> [What you need to do] Word for word, copy out the records given below.

> [Available records]
PR #890, opened 2026-04-03
feat(containerd): plumb cgroup_writable setting into config templates

bilby91:
## Summary
- Adds `cgroup_writable` to containerd 2.1 and 2.2 k8s config templates (standard and NVIDIA)
- The setting is placed under each runtime handler section (`runtimes.runc`, `runtimes.nvidia`, etc.) matching containerd's config structure
- Only rendered when explicitly set by the user — no default value

Relates to: https://github.com/bottlerocket-os/bottlerocket/issues/4666
Companion PR: https://github.com/bottlerocket-os/bottlerocket-settings-sdk/pull/128
See also: https://github.com/containerd/containerd/pull/11131

🤖 Generated with [Claude Code](https://claude.com/claude-code)

### DIFF
--- a/packages/containerd-2.1/containerd-config-toml_k8s_containerd_sock
+++ b/packages/containerd-2.1/containerd-config-toml_k8s_containerd_sock
@@ -62,6 +62,9 @@ platform = "linux/amd64"
 [plugins."io.containerd.cri.v1.runtime".containerd.runtimes.runc]
 runtime_type = "io.containerd.runc.v2"
 base_runtime_spec = "/etc/containerd/cri-base.json"
+{{#if settings.container-runtime.cgroup-writable}}
+cgroup_writable = {{settings.container-runtime.cgroup-writable}}
+{{/if}}
 
 [plugins."io.containerd.cri.v1.runtime".containerd.runtimes.runc.options]
 SystemdCgroup = true
--- a/packages/containerd-2.1/containerd-config-toml_k8s_containerd_sock
+++ b/packages/containerd-2.1/containerd-config-toml_k8s_containerd_sock
@@ -2,7 +2,7 @@
 container-registry = "v1"
 container-runtime = "v1"
 kubernetes = "v1"
-std = { version = "v1", helpers = ["join_array", "default"]}
+std = { version = "v1", helpers = ["join_array", "default", "is_cgroup_v2"]}
 +++
 version = 3
 root = "/var/lib/containerd"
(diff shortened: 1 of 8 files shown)


packages/containerd-2.1/containerd-config-toml_k8s_containerd_sock
```diff
@@ -62,6 +62,9 @@ platform = "linux/amd64"
 [plugins."io.containerd.cri.v1.runtime".containerd.runtimes.runc]
 runtime_type = "io.containerd.runc.v2"
 base_runtime_spec = "/etc/containerd/cri-base.json"
+{{#if settings.container-runtime.cgroup-writable}}
+cgroup_writable = {{settings.container-runtime.cgroup-writable}}
+{{/if}}
```
bcressey, line 68: At a minimum, this needs to be scoped to nodes where cgroup v2 is used. That's the default on Bottlerocket but it's still possible to switch back to v1. For that, I'd recommend adding a guard helper to `schnauzer`.

I'm also skeptical that it makes sense to enable this system-wide; if a container isn't prepared to lock down the delegated hierarchy, it could be exposed to additional risks.

Better would be a per-pod annotation so that individual pods can opt-in.

bilby91: @bcressey  Thanks for the review!

For concern 1, I agree — I'll add an is_cgroup_v2 guard helper in schnauzer (following the existing pattern for system-detection helpers like fips_enabled) so this only takes effect on nodes running cgroup v2.

Regarding concerns 2 and 3, I've been looking into this but I'm still getting familiar with the full architecture. From what I can tell, a per-pod approach could work via Kubernetes RuntimeClasses — containerd already supports per-runtime cgroup_writable values and maps them from the pod's runtimeClassName through GetSandboxRuntime(). So we could define a second runtime (e.g. runc-cgroup-writable) in the containerd config template with the flag enabled, keeping it off by default and letting pods opt in. This wouldn't require upstream changes.

I also noticed that an NRI plugin could potentially achieve this by intercepting CreateContainer events and replacing the cgroup mount options based on pod annotations, though Bottlerocket doesn't ship any NRI plugins today so that would be a bigger lift.

I'm not deeply familiar with how Bottlerocket typically handles this kind of per-pod configuration, so I'd really appreciate your guidance on which direction makes sense here — or if there's another approach I'm not seeing.

bilby91: @bcressey Any path we can explore to continue this conversation ?

Thanks!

> [Exercise response]
PR #890, opened 2026-04-03
feat(containerd): plumb cgroup_writable setting into config templates

bilby91:
## Summary
- Adds `cgroup_writable` to containerd 2.1 and 2.2 k8s config templates (standard and NVIDIA)
- The setting is placed under each runtime handler section (`runtimes.runc`, `runtimes.nvidia`, etc.) matching containerd's config structure
- Only rendered when explicitly set by the user — no default value

Relates to: https://github.com/bottlerocket-os/bottlerocket/issues/4666
Companion PR: https://github.com/bottlerocket-os/bottlerocket-settings-sdk/pull/128
See also: https://github.com/containerd/containerd/pull/11131

🤖 Generated with [Claude Code](https://claude.com/claude-code)

### DIFF
--- a/packages/containerd-2.1/containerd-config-toml_k8s_containerd_sock
+++ b/packages/containerd-2.1/containerd-config-toml_k8s_containerd_sock
@@ -62,6 +62,9 @@ platform = "linux/amd64"
 [plugins."io.containerd.cri.v1.runtime".containerd.runtimes.runc]
 runtime_type = "io.containerd.runc.v2"
 base_runtime_spec = "/etc/containerd/cri-base.json"
+{{#if settings.container-runtime.cgroup-writable}}
+cgroup_writable = {{settings.container-runtime.cgroup-writable}}
+{{/if}}
 
 [plugins."io.containerd.cri.v1.runtime".containerd.runtimes.runc.options]
 SystemdCgroup = true
--- a/packages/containerd-2.1/containerd-config-toml_k8s_containerd_sock
+++ b/packages/containerd-2.1/containerd-config-toml_k8s_containerd_sock
@@ -2,7 +2,7 @@
 container-registry = "v1"
 container-runtime = "v1"
 kubernetes = "v1"
-std = { version = "v1", helpers = ["join_array", "default"]}
+std = { version = "v1", helpers = ["join_array", "default", "is_cgroup_v2"]}
 +++
 version = 3
 root = "/var/lib/containerd"
(diff shortened: 1 of 8 files shown)


packages/containerd-2.1/containerd-config-toml_k8s_containerd_sock
```diff
@@ -62,6 +62,9 @@ platform = "linux/amd64"
 [plugins."io.containerd.cri.v1.runtime".containerd.runtimes.runc]
 runtime_type = "io.containerd.runc.v2"
 base_runtime_spec = "/etc/containerd/cri-base.json"
+{{#if settings.container-runtime.cgroup-writable}}
+cgroup_writable = {{settings.container-runtime.cgroup-writable}}
+{{/if}}
```
bcressey, line 68: At a minimum, this needs to be scoped to nodes where cgroup v2 is used. That's the default on Bottlerocket but it's still possible to switch back to v1. For that, I'd recommend adding a guard helper to `schnauzer`.

I'm also skeptical that it makes sense to enable this system-wide; if a container isn't prepared to lock down the delegated hierarchy, it could be exposed to additional risks.

Better would be a per-pod annotation so that individual pods can opt-in.

bilby91: @bcressey  Thanks for the review!

For concern 1, I agree — I'll add an is_cgroup_v2 guard helper in schnauzer (following the existing pattern for system-detection helpers like fips_enabled) so this only takes effect on nodes running cgroup v2.

Regarding concerns 2 and 3, I've been looking into this but I'm still getting familiar with the full architecture. From what I can tell, a per-pod approach could work via Kubernetes RuntimeClasses — containerd already supports per-runtime cgroup_writable values and maps them from the pod's runtimeClassName through GetSandboxRuntime(). So we could define a second runtime (e.g. runc-cgroup-writable) in the containerd config template with the flag enabled, keeping it off by default and letting pods opt in. This wouldn't require upstream changes.

I also noticed that an NRI plugin could potentially achieve this by intercepting CreateContainer events and replacing the cgroup mount options based on pod annotations, though Bottlerocket doesn't ship any NRI plugins today so that would be a bigger lift.

I'm not deeply familiar with how Bottlerocket typically handles this kind of per-pod configuration, so I'd really appreciate your guidance on which direction makes sense here — or if there's another approach I'm not seeing.

bilby91: @bcressey Any path we can explore to continue this conversation ?

Thanks!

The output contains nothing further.